> RECORDS TO PROCESS:
====================
Issue #17, opened 2023-01-04
Transaction: "Review transaction" modal


wildmolasses:
From reqs:

> Show a “Review transaction” view after selecting the amount(s) and token(s) to shield, which highlights shielding fee.

UI inspo from uniswap

mds1:
> UI inspo from uniswap

Screenshot for reference 

<img width="400" alt="image" src="https://user-images.githubusercontent.com/17163988/210563167-dd0d1a7f-72b7-4b6a-8f40-e04b99771f08.png">

PR #45, opened 2023-01-17
Move approval into a separate button from shield

alexkeating:
#### Description

I did this as a part of #17. Before creating the shield review modal it made sense to have an approval button, and add the review modal that pops up after approval. Instead of doing an approval on every transaction we fetch the allowances on loading of the app and check whether the token needs approval.

### DIFF
--- a/components/TxForm.tsx
+++ b/components/TxForm.tsx
@@ -30,16 +30,6 @@ import {
   useProvider,
 } from "wagmi";
 
-// 1. onClick pop modal
-// 2. show data, and then shield
-//
-// Modal info
-// 1. amount
-// 2. tokens
-// 3. recipient
-// 4. Shielding and gas fees
-//
-// Button should show approval if amount is greater than approval amount
 export const TxForm = () => {
   // TODO: Placeholder notification for shielding
   const { tokenList, tokenAllowances } = useToken();
@@ -66,7 +56,6 @@ export const TxForm = () => {
     ],
   });
   const { writeAsync: doErc20Approval } = useContractWrite(config);
-  // fetch approval amount
   const [recipient, setRecipient] = useState<string>(
     "0zk1qyn0qa5rgk7z2l8wyncpynmydgj7ucrrcczhl8k27q2rw5ldvv2qrrv7j6fe3z53ll5j4fjs9j5cmq7mxsaulah7ykk6jwqna3nwvxudp5w6fwyg8cgwkwwv3g4"
   );
--- a/components/TxForm.tsx
+++ b/components/TxForm.tsx
@@ -199,7 +199,8 @@ export const TxForm = () => {
             if (!doErc20Approval) {
               notifyUser({
                 alertType: "error",
-                message: "Page is not prepared for ERC20 approval",
+                message:
+                  "Page is not prepared for ERC20 approval. Please try again in a few seconds",
               });
               return;
             }
--- a/components/TxForm.tsx
+++ b/components/TxForm.tsx
@@ -20,7 +20,7 @@ import {
   deserializeTransaction,
 } from "@railgun-community/shared-models";
 import { erc20ABI } from "@wagmi/core";
-import { ethers, constants } from "ethers";
+import { ethers, constants, BigNumber } from "ethers";
 import { useState } from "react";
 import {
   useAccount,
@@ -30,9 +30,19 @@ import {
   useProvider,
 } from "wagmi";
 
+// 1. onClick pop modal
+// 2. show data, and then shield
+//
+// Modal info
+// 1. amount
+// 2. tokens
+// 3. recipient
+// 4. Shielding and gas fees
+//
+// Button should show approval if amount is greater than approval amount
 export const TxForm = () => {
   // TODO: Placeholder notification for shielding
-  const { tokenList } = useToken();
+  const { tokenList, tokenAllowances } = useToken();
   const network = NetworkName.EthereumGoerli;
   const { txNotify } = useNotifications();
   let abi = [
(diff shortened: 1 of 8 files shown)


components/TxForm.tsx
```diff
@@ -20,7 +20,7 @@ import {
   deserializeTransaction,
 } from "@railgun-community/shared-models";
 import { erc20ABI } from "@wagmi/core";
-import { ethers, constants } from "ethers";
+import { ethers, constants, BigNumber } from "ethers";
```
mds1, line 23: _(arbitrary comment location to start a thread)_

When I run `yarn` I get a different lockfile, mind updating the lockfile? Think it's just an artifact of the two open PRs that were merge prior to this having different lockfiles

alexkeating: Weird, yes I will do that

hooks/useTokenAllowances.tsx
```diff
@@ -0,0 +1,45 @@
...
+          functionName: "allowance",
+          address: token.address,
+          args: [address, contractAddress],
+        };
+      });
+      const data = await readContracts({
+        contracts: readContractsArgs,
+      });
+      const allowancesPerToken = new Map();
+      const tokenListWithUserBalance = tokenList.map((token, i) => {
```
mds1, line 36: This `tokenListWithUserBalance` value is never used. I think this should be a `.forEach` instead of `.map` if we don't need the return value

But I'm wondering if the `useTokenAllowances` and `useTokenBalances` hooks should just be merged into a `useTokens` hook (or whatever name you like), since we'll always need both, and by merging them we can remove an RPC call

contexts/TokenContext.tsx
```diff
@@ -27,6 +30,12 @@ export const TokenListProvider = ({ children }: { children: ReactNode }) => {
     error: balanceError,
     data,
   } = useTokenBalances({ tokenList: tokenList || [] });
+  const {
+    isLoading: allowanceIsLoading,
+    error: allowanceError,
```
mds1, line 35: `allowanceIsLoading` and `allowanceError` are never used, but seems useful to log if they return an error below like we do for token balances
====================
> WHAT IS REQUIRED: Within the entries above, how many lines hold the string "then"? State the number with no other words.

> RESULT BELOW: 2